Problem to work on: Each entry must be restated word for word.

[Source data Boundary: Start]

PR #974, opened 2016-02-02
Fix Application pickling

### LINKED ISSUE #958: Subtle issue with Application serialization
This test currently fails with an assertion error in the implementation failing.

```python
from theano import tensor
from blocks.bricks import BatchNormalization
from blocks.graph import ComputationGraph, apply_batch_normalization


def test_batch_normalization_deserialized():
    y = BatchNormalization(input_dim=5).apply(tensor.matrix())
    yprime = cPickle.loads(cPickle.dumps(y))
    apply_batch_normalization(ComputationGraph([yprime]))
```

The issue seems to be that the `Application` wrapper object gets deserialized along with the graph, and the one currently attached to the `BatchNormalization` class does not compare equal to the deserialized one.

I can think of a few ways to solve this:

* The most obvious is to change the assertion to look at `application.name` and 
* Add some `__setstate__` and `__getstate__` or maybe `__new__` magic to make sure that these objects are replaced by their equivalents that are instantiated when the interpreter evaluates the class (this is aesthetically the nicest, since it futureproofs against changes to `Application` and also prevents there being two objects in memory that represent `Foo.apply`).
* Implement `__eq__` on `Application` so that non-identical objects at least compare equal if they *represent* the same application.

rizar:
Fixes #958

### DIFF
--- a/blocks/bricks/base.py
+++ b/blocks/bricks/base.py
@@ -326,6 +326,13 @@ class Application(object):
             return OrderedDict(zip(bound_application.outputs, outputs))
         return unpack(outputs)
 
+    # Application instances are used instead of usual methods in bricks.
+    # The usual methods are not pickled per-se, similarly to classes
+    # and modules. Instead, a reference to the method is put into the pickle.
+    # Here, we ensure the same behaviour for Application instances.
+    def __reduce__(self):
+        return (getattr, (self.brick, self.application_name))
+
 
 class BoundApplication(object):
     """An application method bound to a :class:`Brick` instance."""
--- a/tests/bricks/test_bricks.py
+++ b/tests/bricks/test_bricks.py
@@ -3,6 +3,7 @@ import six
 import theano
 from numpy.testing import assert_allclose, assert_raises
 from theano import tensor
+from six.moves import cPickle
 
 from blocks.bricks import (Identity, Linear, Maxout, LinearMaxout, MLP, Tanh,
                            Sequence, Random, Logistic, Softplus, Softmax)
@@ -247,6 +248,10 @@ def test_application():
     test_brick.delegated_apply.inputs = ['x']
     assert test_brick.delegated_apply.inputs == ['x']
     assert TestBrick.delegated_apply.inputs == ['w']
+
+
+def test_application_serialization():
+    assert id(cPickle.loads(cPickle.dumps(Linear.apply))) == id(Linear.apply)
 
 
 def test_apply():


rizar:
Even if you like, please don't merge, because if would like to use the same method for pickling variable roles.

dwf:
OK, ping me when you want a review.

rizar:
I  want a review, but even if it looks good, don't merge please :)

dwf:
I guess what I meant is, ping me when it's complete and I'll review it all
at once? :)

rizar:
I am just curious if you find the particular method that I applied a good
one. Maybe you are aware of certain issues with `copyreg`, etc.

blocks/bricks/base.py
```diff
@@ -327,6 +328,16 @@ def copy_and_tag(variable, role, name):
         return unpack(outputs)
 
 
+# Ensure that Application instance are not pickled, and that when
+# unpickling, a reference to an existing Application object is
+# substituted instead of creating a new one.
```
dmitriy-serdyuk: Why doesn't it happen with regular pickling?

dmitriy-serdyuk: Sorry, I misunderstood the original issue. But this comment is extremely confusing.

dmitriy-serdyuk:
As for me, this approach is too hacky.  We already use custom picklers, getstate/setstate magic. It becomes a bit messy.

[Source data Boundary: End]

Solution below:
PR #974, opened 2016-02-02
Fix Application pickling

### LINKED ISSUE #958: Subtle issue with Application serialization
This test currently fails with an assertion error in the implementation failing.

```python
from theano import tensor
from blocks.bricks import BatchNormalization
from blocks.graph import ComputationGraph, apply_batch_normalization


def test_batch_normalization_deserialized():
    y = BatchNormalization(input_dim=5).apply(tensor.matrix())
    yprime = cPickle.loads(cPickle.dumps(y))
    apply_batch_normalization(ComputationGraph([yprime]))
```

The issue seems to be that the `Application` wrapper object gets deserialized along with the graph, and the one currently attached to the `BatchNormalization` class does not compare equal to the deserialized one.

I can think of a few ways to solve this:

* The most obvious is to change the assertion to look at `application.name` and 
* Add some `__setstate__` and `__getstate__` or maybe `__new__` magic to make sure that these objects are replaced by their equivalents that are instantiated when the interpreter evaluates the class (this is aesthetically the nicest, since it futureproofs against changes to `Application` and also prevents there being two objects in memory that represent `Foo.apply`).
* Implement `__eq__` on `Application` so that non-identical objects at least compare equal if they *represent* the same application.

rizar:
Fixes #958

### DIFF
--- a/blocks/bricks/base.py
+++ b/blocks/bricks/base.py
@@ -326,6 +326,13 @@ class Application(object):
             return OrderedDict(zip(bound_application.outputs, outputs))
         return unpack(outputs)
 
+    # Application instances are used instead of usual methods in bricks.
+    # The usual methods are not pickled per-se, similarly to classes
+    # and modules. Instead, a reference to the method is put into the pickle.
+    # Here, we ensure the same behaviour for Application instances.
+    def __reduce__(self):
+        return (getattr, (self.brick, self.application_name))
+
 
 class BoundApplication(object):
     """An application method bound to a :class:`Brick` instance."""
--- a/tests/bricks/test_bricks.py
+++ b/tests/bricks/test_bricks.py
@@ -3,6 +3,7 @@ import six
 import theano
 from numpy.testing import assert_allclose, assert_raises
 from theano import tensor
+from six.moves import cPickle
 
 from blocks.bricks import (Identity, Linear, Maxout, LinearMaxout, MLP, Tanh,
                            Sequence, Random, Logistic, Softplus, Softmax)
@@ -247,6 +248,10 @@ def test_application():
     test_brick.delegated_apply.inputs = ['x']
     assert test_brick.delegated_apply.inputs == ['x']
     assert TestBrick.delegated_apply.inputs == ['w']
+
+
+def test_application_serialization():
+    assert id(cPickle.loads(cPickle.dumps(Linear.apply))) == id(Linear.apply)
 
 
 def test_apply():


rizar:
Even if you like, please don't merge, because if would like to use the same method for pickling variable roles.

dwf:
OK, ping me when you want a review.

rizar:
I  want a review, but even if it looks good, don't merge please :)

dwf:
I guess what I meant is, ping me when it's complete and I'll review it all
at once? :)

rizar:
I am just curious if you find the particular method that I applied a good
one. Maybe you are aware of certain issues with `copyreg`, etc.

blocks/bricks/base.py
```diff
@@ -327,6 +328,16 @@ def copy_and_tag(variable, role, name):
         return unpack(outputs)
 
 
+# Ensure that Application instance are not pickled, and that when
+# unpickling, a reference to an existing Application object is
+# substituted instead of creating a new one.
```
dmitriy-serdyuk: Why doesn't it happen with regular pickling?

dmitriy-serdyuk: Sorry, I misunderstood the original issue. But this comment is extremely confusing.

dmitriy-serdyuk:
As for me, this approach is too hacky.  We already use custom picklers, getstate/setstate magic. It becomes a bit messy.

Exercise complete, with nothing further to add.